■ EXERCISE PROMPT ■
When the word "rows" shows up in a line of the data below, copy that whole line.

◆ ◆ ◆ ◆ ◆ ◆ ◆

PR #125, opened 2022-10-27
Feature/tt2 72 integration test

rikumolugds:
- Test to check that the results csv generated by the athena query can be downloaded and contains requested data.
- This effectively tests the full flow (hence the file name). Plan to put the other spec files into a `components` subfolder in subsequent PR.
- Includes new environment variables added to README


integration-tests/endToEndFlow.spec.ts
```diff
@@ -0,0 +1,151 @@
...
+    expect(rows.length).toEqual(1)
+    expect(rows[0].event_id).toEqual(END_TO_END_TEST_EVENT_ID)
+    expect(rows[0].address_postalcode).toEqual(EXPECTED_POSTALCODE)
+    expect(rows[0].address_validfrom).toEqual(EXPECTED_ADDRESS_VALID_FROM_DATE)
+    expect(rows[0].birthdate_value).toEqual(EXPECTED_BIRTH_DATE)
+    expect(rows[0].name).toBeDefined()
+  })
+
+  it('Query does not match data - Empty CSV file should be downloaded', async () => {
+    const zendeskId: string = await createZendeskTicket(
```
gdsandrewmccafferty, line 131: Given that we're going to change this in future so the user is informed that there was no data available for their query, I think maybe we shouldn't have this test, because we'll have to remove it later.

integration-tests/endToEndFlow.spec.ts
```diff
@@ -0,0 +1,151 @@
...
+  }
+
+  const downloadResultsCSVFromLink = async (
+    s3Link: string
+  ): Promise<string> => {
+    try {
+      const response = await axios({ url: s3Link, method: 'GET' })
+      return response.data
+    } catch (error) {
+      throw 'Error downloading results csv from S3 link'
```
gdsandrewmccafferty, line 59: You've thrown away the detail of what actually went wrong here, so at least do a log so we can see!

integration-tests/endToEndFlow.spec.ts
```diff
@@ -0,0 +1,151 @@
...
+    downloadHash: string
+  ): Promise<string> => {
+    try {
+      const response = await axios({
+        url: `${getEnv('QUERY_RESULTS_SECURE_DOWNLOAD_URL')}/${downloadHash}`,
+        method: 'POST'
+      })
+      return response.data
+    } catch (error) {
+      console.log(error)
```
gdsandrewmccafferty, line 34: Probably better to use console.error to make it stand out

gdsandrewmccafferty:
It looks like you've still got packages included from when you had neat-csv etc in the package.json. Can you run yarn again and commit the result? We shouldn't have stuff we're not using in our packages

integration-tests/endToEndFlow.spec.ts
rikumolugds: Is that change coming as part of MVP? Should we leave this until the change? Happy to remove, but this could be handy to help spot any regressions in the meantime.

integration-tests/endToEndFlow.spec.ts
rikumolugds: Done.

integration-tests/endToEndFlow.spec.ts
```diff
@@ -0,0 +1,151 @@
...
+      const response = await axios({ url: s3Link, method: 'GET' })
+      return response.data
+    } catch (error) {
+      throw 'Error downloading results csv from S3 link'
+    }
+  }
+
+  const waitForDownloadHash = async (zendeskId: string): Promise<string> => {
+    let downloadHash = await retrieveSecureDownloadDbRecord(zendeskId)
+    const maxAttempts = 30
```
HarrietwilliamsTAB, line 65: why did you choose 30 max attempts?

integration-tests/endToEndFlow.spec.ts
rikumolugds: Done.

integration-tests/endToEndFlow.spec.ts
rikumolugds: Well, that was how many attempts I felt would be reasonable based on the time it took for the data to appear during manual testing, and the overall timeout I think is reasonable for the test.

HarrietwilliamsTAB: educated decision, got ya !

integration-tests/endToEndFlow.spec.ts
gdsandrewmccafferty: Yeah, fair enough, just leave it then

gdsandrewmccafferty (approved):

◆ ◆ ◆ ◆ ◆ ◆ ◆

■ ANSWER BOX ■
+    expect(rows.length).toEqual(1)
+    expect(rows[0].event_id).toEqual(END_TO_END_TEST_EVENT_ID)
+    expect(rows[0].address_postalcode).toEqual(EXPECTED_POSTALCODE)
+    expect(rows[0].address_validfrom).toEqual(EXPECTED_ADDRESS_VALID_FROM_DATE)
+    expect(rows[0].birthdate_value).toEqual(EXPECTED_BIRTH_DATE)
+    expect(rows[0].name).toBeDefined()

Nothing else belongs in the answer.